Collected data
————————

PR #9860, opened 2022-12-02
revert(clustering): use privileged worker for control plane connection

bungle:
### Summary

Because of increased memory usage, despite the benefits with large configurations on hybrid mode data plane latency, we decided to remove the use of privileged worker for data plane to control plane connection.

This commit removes the use of privileged worker.

### DIFF
--- a/CHANGELOG.md
+++ b/CHANGELOG.md
@@ -135,8 +135,6 @@
 
 #### Performance
 
-- Data plane's connection to control plane is moved to a privileged worker process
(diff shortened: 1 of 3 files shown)


hanshuebner (approved):

AntoineJac:
Hi team, as discussed could we keep this function and make it optional depending on the Kong config.
I think it could really help reducing spike latency for Hybrid mode. Thanks

PR #9876, opened 2022-12-05
chore: add commit ID of kong-build-tool as cache key

ADD-SP:
Correcting the cache key by adding KBT's commit hash as a part of cache key.


hutchic (changes requested):
The CE builds would be much better served by moving closer to parity with EE not further in my opinion.

When the way we develop != ci != release is how we get ourselves in tricky situations

PR #9882, opened 2022-12-05
fix: left pad Jaeger header

### LINKED ISSUE #8119: Accepting unpadded trace and span IDs in jaeger trace header values
Hello

What are your thoughts on accepting unpadded trace, span and parent span ID components in `uber-trace-id` header values? 

We have run into an issue where the zipkin plugin rejects these values when trace and span IDs are "short", i.e. not left-padded with zeroes to the expected length in bytes. We configure a byte count of 8, but might receive an ID of low value truncated to 7 bytes (or fewer...). The zipkin plugin will warn about the mismatched length and regenerate IDs, thus we fail to propagate the trace correctly.

We have worked around the issue by fixing up such header values on the incoming request before the zipkin plugin performs validation.

If the following documentation is relevant, perhaps the zipkin plugin could be more forgiving of such input? It would of course be stricter about what values it propagated.

https://www.jaegertracing.io/docs/1.25/client-libraries/#value

For example, we must perform the following sort of correction to avoid the occasional "short" incoming value from being discarded by the zipkin plugin:

```
received: 111111111111:22222222:3333333333333333:0

fixed up: 0000111111111111:0000000022222222:3333333333333333:0

```

We'd be happy to support making this change if you thought it was a good idea.

Cheers
Henry

greut:
### Summary

In our setup, Kong 3 -> OpenTelemetry collector with the Jaeger headers, the `[otel]` plugin is logging a bunch 400's telling that the TraceID lenght is invalid. It feels odd to pad the various elements before doing the `from_hex` rather than after the `to_hex`

### Checklist

### Full changelog

* [Implement ...]

### Issue reference

Fix #8119

### DIFF
--- a/kong/tracing/propagation.lua
+++ b/kong/tracing/propagation.lua
@@ -276,11 +276,6 @@ local function parse_jaeger_trace_context_headers(jaeger_header)
     return nil, nil, nil, nil
   end
 
-  -- if trace_id is not of length 32 chars then 0-pad to left
-  if #trace_id < 32 then
-    trace_id = left_pad_zero(trace_id, 32)
-  end
-
   -- validating parent_id. If it is invalid just logging, as it can be ignored
   -- https://www.jaegertracing.io/docs/1.29/client-libraries/#tracespan-identity
   if #parent_id ~= 16 and tonumber(parent_id, 16) ~= 0 then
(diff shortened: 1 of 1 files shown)


kikito:
Hello @greut , this fix seems correct, it needs only two things:
* Rebase over master
* Modification of the tests that now fail because of the changed headers (you can see them failing here https://github.com/Kong/kong/actions/runs/3620849084/jobs/6103577526 )

PR #9888, opened 2022-12-05
refactor(cmd): use resty.signal for process signaling

flrgh:
This is a light refactor/enhancement of `kong.cmd.utils.kill`. The primary goal behind this set of changes was to have fewer `os.execute()` calls in core code.

1. Replaced `/usr/bin/kill` invocations with `resty.signal`
2. Renamed `kong.cmd.utils.kill` to `kong.cmd.utils.process`
3. Renamed `process.is_running()` to `process.exists()`
4. Added tests for `kong.cmd.utils.process.*` functions

While updating `spec.helpers` to account for these changes, I found a bug in the business logic for `helpers.signal_workers()` and rewrote most of the function while fixing it.


spec/helpers.lua
```diff
@@ -3662,27 +3638,26 @@ end
...
+      process.signal(pid, signal)
     end
 
-    local cmd = string.format("pkill %s -P `cat %s`", signal, pid_path)
-    local _, code = pl_utils.execute(cmd)
-
-    if not pid_dead(pid_path) then
-      return false
-    end
+    wait_until(function()
```
flrgh, line 3651: _before_ this change, this function was calling `pid_dead("/path/to/nginx.pid")`, which had some problems:

1. it doesn't make sense to check the master pid given we just wanted to kill worker processes
2. `pid_dead` is supposed to take a pid as input (not a pid file), so it would blindly call `ps -p /path/to/nginx.pid`. This returns `1` due to it being improper usage of `ps`, causing `pid_dead` to think "okay cool, the process has already exited, so I'm done".

kikito (commented):
Hi, I think the name change (from process to kill) makes sense but will make reviewing and approving this PR take longer.

I see two options:
1. Don't make the rename (😈)
2. Make the rename on a separate commit, so it can be reviewed in separation from the "meat" of this PR

flrgh:
I still think this change is worthwhile, but :hourglass:. I will re-open this PR when I can make it merge-worthy.

PR #9889, opened 2022-12-06
feat(schema) add new config error array

rainest:
### Summary

A variant of https://github.com/Kong/kong/pull/9806. Whereas #9806 adds its additional error metadata as a new field inside the existing error objects, this variant adds a new `fields.flattened` section, containing an array of error objects ([example](https://gist.github.com/rainest/d1640ce60a8b3c2d0bb99a8fd77d5f3f)). The new error objects store entity type and field names as values, rather than keys, allowing them to unmarshal into a Go struct.

### Checklist

### Full changelog

* Add an error accumulator table to schema validation and return it when `POST /config` encounters errors
* Add a field to track whether errors have been processed and added to the error accumulator already. Strip this field before returning errors.

### Issue reference

FTI-4366

### DIFF
--- a/kong/api/routes/config.lua
+++ b/kong/api/routes/config.lua
@@ -66,9 +66,9 @@ return {
 
       local dc = declarative.new_config(kong.configuration)
 
-      local entities, _, err_t, meta, new_hash, entity_errors
+      local entities, _, err_t, meta, new_hash
       if self.params._format_version then
-        entities, _, err_t, meta, new_hash, entity_errors = dc:parse_table(self.params)
+        entities, _, err_t, meta, new_hash = dc:parse_table(self.params)
       else
         local config = self.params.config
         if not config then
--- a/kong/api/routes/config.lua
+++ b/kong/api/routes/config.lua
@@ -66,9 +66,9 @@ return {
 
       local dc = declarative.new_config(kong.configuration)
 
-      local entities, _, err_t, meta, new_hash
+      local entities, _, err_t, meta, new_hash, entity_errors
       if self.params._format_version then
-        entities, _, err_t, meta, new_hash = dc:parse_table(self.params)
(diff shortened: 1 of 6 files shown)


rainest:
At a high level, this approach shifts the complexity of dealing with the recursive nature of schema validation errors from their consumers (in our case, KIC) to the schema validation code. This PoC produces errors that can be easily unmarshaled in simpler cases, but fails on others:

- Errors within complex objects, where fields have object values, does not successfully strip out the `nested` annotations. For example, setting an HTTP status code within upstream health probe configuration to a string results in garbage output.
- Some unknown quality of controller-generated configuration causes a duplicate error entry in Kong's output. One of the duplicates lacks its errors. Unclear what causes this, since I encountered it at the end of the day and I couldn't reproduce it with manual testing.

The design is also very PoC-y and needs to be refined:

- At a glance, it remains difficult to distinguish fields that contain other entities (e.g. a `routes` field under a `services` entry). These fields are treated effectively the same as any other: although they're handled via a [dedicated case](https://github.com/Kong/kong/blob/d50574497651c36782597278c72d478e7cbe828b/kong/db/schema/init.lua#L913-L925) in the field validator, that information is not propagated back with errors. The additional `nested` field attempts to do this, but it's clunky, since in practice you need to look a few levels down into the object, and do some type guesswork, to find it.
- The starting schema isn't obviously special. Schemas are hierarchical collections of more schemas, and there isn't a top-level schema type accessible throughout validation for storing the accumulated errors. The hack approach is to stuff it in `ngx.ctx`, but that's a poor solution. I don't know if there's some existing part of the parent/subschema relationship that would be appropriate for this, or where would be best to refactor the schema validator if not.

rainest:
Superseded by https://github.com/Kong/kong/pull/10161

PR #9901, opened 2022-12-06
chore(tests) add yaml lint and ensure actions pinned to SHA

fffonion:
### Summary

Based on the triggering event, github may use what's on master to run actions for current PR, this means
in some cases we will only know an action has error after it's merged to master. This PR adds a workflow
to run on every change to actions related yml files, so that we can validate their syntax before merging.

This PR also ensures every not-well-known third party actions are pinned to SHA instead of tag.
[This blogpost](https://michaelheap.com/ensure-github-actions-pinned-sha/) is good reading for the
reason why we enforce this.

### Checklist

- [N/A] The Pull Request has tests
- [N/A] There's an entry in the CHANGELOG
- [N/A] There is a user-facing docs PR against https://github.com/Kong/docs.konghq.com - PUT DOCS PR HERE

### Full changelog

- add yaml lint to github actions files and pin actions to SHA

### DIFF
--- a/.github/workflows/actions-lint.yml
+++ b/.github/workflows/actions-lint.yml
@@ -1,0 +1,31 @@
+name: Actions Lint
+
+on:
+  pull_request:
+    paths:
+    - '.github/**.yml'
+
+jobs:
+  build:
+    name: Run Lint
+    runs-on: ubuntu-22.04
+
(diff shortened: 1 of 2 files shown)


hbagdi:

————————

## YOUR INSTRUCTIONS
Only the lines from the beginning of the entries through the line bearing "#### Performance" should be returned, each exactly as written.

## EXERCISE RESULT
PR #9860, opened 2022-12-02
revert(clustering): use privileged worker for control plane connection

bungle:
### Summary

Because of increased memory usage, despite the benefits with large configurations on hybrid mode data plane latency, we decided to remove the use of privileged worker for data plane to control plane connection.

This commit removes the use of privileged worker.

### DIFF
--- a/CHANGELOG.md
+++ b/CHANGELOG.md
@@ -135,8 +135,6 @@
 
 #### Performance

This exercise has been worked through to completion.